Although personally hygienic, Rocko has an almost pathological tendency to neglect his living space; several episodes, such as "Unbalanced Load", involve Rocko attempting to rectify severe messes or lapses in maintenance. Nickelodeon South East Asia's website describes Rocko as "generally very polite and sometimes shy" and that provocation can lead Rocko to become "determined and forceful." Jean Prescott of The Sun Herald described Rocko as a "pudgy little wallaby star" who tries to "do what's right" and is devoted to his friend Heffer and dog Spunky. Prescott has called the character "lovable." Common Sense Media reviewer Andrea Graham, whose review is posted on Go.com, describes Rocko as "paranoid and obsessed with cleanliness" and that he initially perceives his neighbors to be "loud and messy." Graham describes Rocko as accepting of his neighbors' faults and seeing the positive qualities within them.

===Careers===
Throughout the television series, Rocko enjoys collecting comics and works as a cashier at a local comic book shop called Kind of a Lot O' Comics, which is owned by Mr. Smitty and sells mostly Really Really Big Man comics until he is currently unemployed in Static Cling. Rocko worked at Mega Lot-o Comics owned by chairman of Conglom-O, Mr. Dupette, Ed Bighead's boss. In the television show, his other jobs include tattoo artist, plumber's assistant, phone operator, a product tester at Conglom-O, a tow truck driver, an underwear model and a cartoonist for the program Wacky Delly. In the official comic book, Rocko works as a comic book dealer in Issue #7's "Conned Again", working for "Humongo Con".

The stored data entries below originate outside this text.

PR #1191, opened 2024-01-31
Add Action to Move Current Regulations to History

FinnIckler:
This should be triggered before a new regulations cycle. It can be then linked to in [the history file](https://github.com/thewca/worldcubeassociation.org/blob/master/WcaOnRails/app/views/regulations/history.html.erb)

### DIFF
--- a/.github/workflows/cycle-regulations.yml
+++ b/.github/workflows/cycle-regulations.yml
@@ -1,0 +1,25 @@
+name: Move Regulations to History
+
+on:
+  workflow_dispatch:
+    inputs:
+      folder_name:
+        required: true
+        description: The name of the sub folder to move the regulations to, usually the date the regulations come out like '2023-08-01'
+
+jobs:
+  move:
+    runs-on: ubuntu-latest
+    steps:
+      - uses: actions/checkout@v2
+      - name: Configure AWS credentials
+        uses: aws-actions/configure-aws-credentials@v4
+        with:
+          aws-access-key-id: ${{ secrets.CI_CD_AWS_ACCESS_KEY_ID }}
+          aws-secret-access-key: ${{ secrets.CI_CD_AWS_SECRET_ACCESS_KEY }}
+          aws-region: ${{ secrets.AWS_DEFAULT_REGION }}
+      - name: Move current version to the history
+        run: |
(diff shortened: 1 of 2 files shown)


Nevseros:
This does not include adding a line saying that this version is not the current one, right?

FinnIckler:
You are right, I'll add that tomorrow

FinnIckler:
https://github.com/thewca/worldcubeassociation.org/blob/regulations-data/regulations/build/regulations/history/official/2023-08-01/index.html.erb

===Friends and neighbors===
Rocko's best friends are Heffer Wolfe, a steer who eats a lot and was adopted and raised by a family of wolves, and Filburt, a bespectacled turtle with neurotic Woody Allen-esque mannerisms, who often feels nauseated. Rocko's neighbors are Ed, with whom he has a semi-rivalry, and Bev Bighead. Bev considers Rocko a very sweet neighbor. He and his dog Spunky, who often eats the neighbors' salmon bushes, are a source of constant annoyance to Ed. In the episode Skid Marks, Rocko's drivers license reveals that Rocko and the Bigheads live on "Boogie Blvd."

===Love life===
In early concept sketches, Murray indicated that Rocko bears a strong crush on a character named "Melba Toast". Rocko expresses this trait in Season One, bearing a crush on the unseen character until he discovers that Melba has a serious boyfriend named Dave in "Love Spanked". Melba has only been mentioned once since.

In subsequent episodes, Rocko bears crushes for other characters. In "S.W.A.K.", Rocko has been vying for the attention from the pretty kangaroo mail-lady that comes to his door every day; he writes her a love note that he is too scared to send so Heffer does it for him instead. Rocko fails to retrieve the letter and gets the impression that the mail-lady would rather go out with Heffer. This turns out to be a joke on the mail-lady's part and she actually returns Rocko's feelings. In "Wallaby on Wheels", Rocko learns to roller skate to impress Sheila, a girl who hangs out at the roller rink, and becomes jealous when it is implied she is attracted to Heffer. In the end, he wins her over after saving Heffer's life. She then rides on a jackhammer with Rocko. In "I See London, I See France", Rocko tries to win over Claudette, who turned out to be his female wallaby pen pal from Paris, but she is more interested in Heffer.

==Video game appearances==
Rocko is the main playable character of Rocko's Modern Life: Spunky's Dangerous Day and also in the console version of Nicktoons: Attack of the Toybots, an actor in Microsoft's Nickelodeon 3D Movie Maker, and Rocko and Heffer make a cameo appearance on one of the loading screens in Nicktoons MLB. Rocko and Heffer are playable characters in the web browser game Super Brawl Universe, and are both playable racers in Nickelodeon Kart Racers 2: Grand Prix. Rocko also appears as a playable character in Nickelodeon All-Star Brawl, Nickelodeon Kart Racers 3: Slime Speedway, and the Apple Arcade exclusive game Nickelodeon Extreme Tennis.

Rocko, alongside Invader Zim, Danny Phantom, Jenny XJ9, and Powdered Toast Man, were released as playable skins for a limited-time Nickelodeon-themed event in Smite on July 12, 2022. Rocko and the additional characters for the event were revealed via a CGI trailer a week before the event's launch.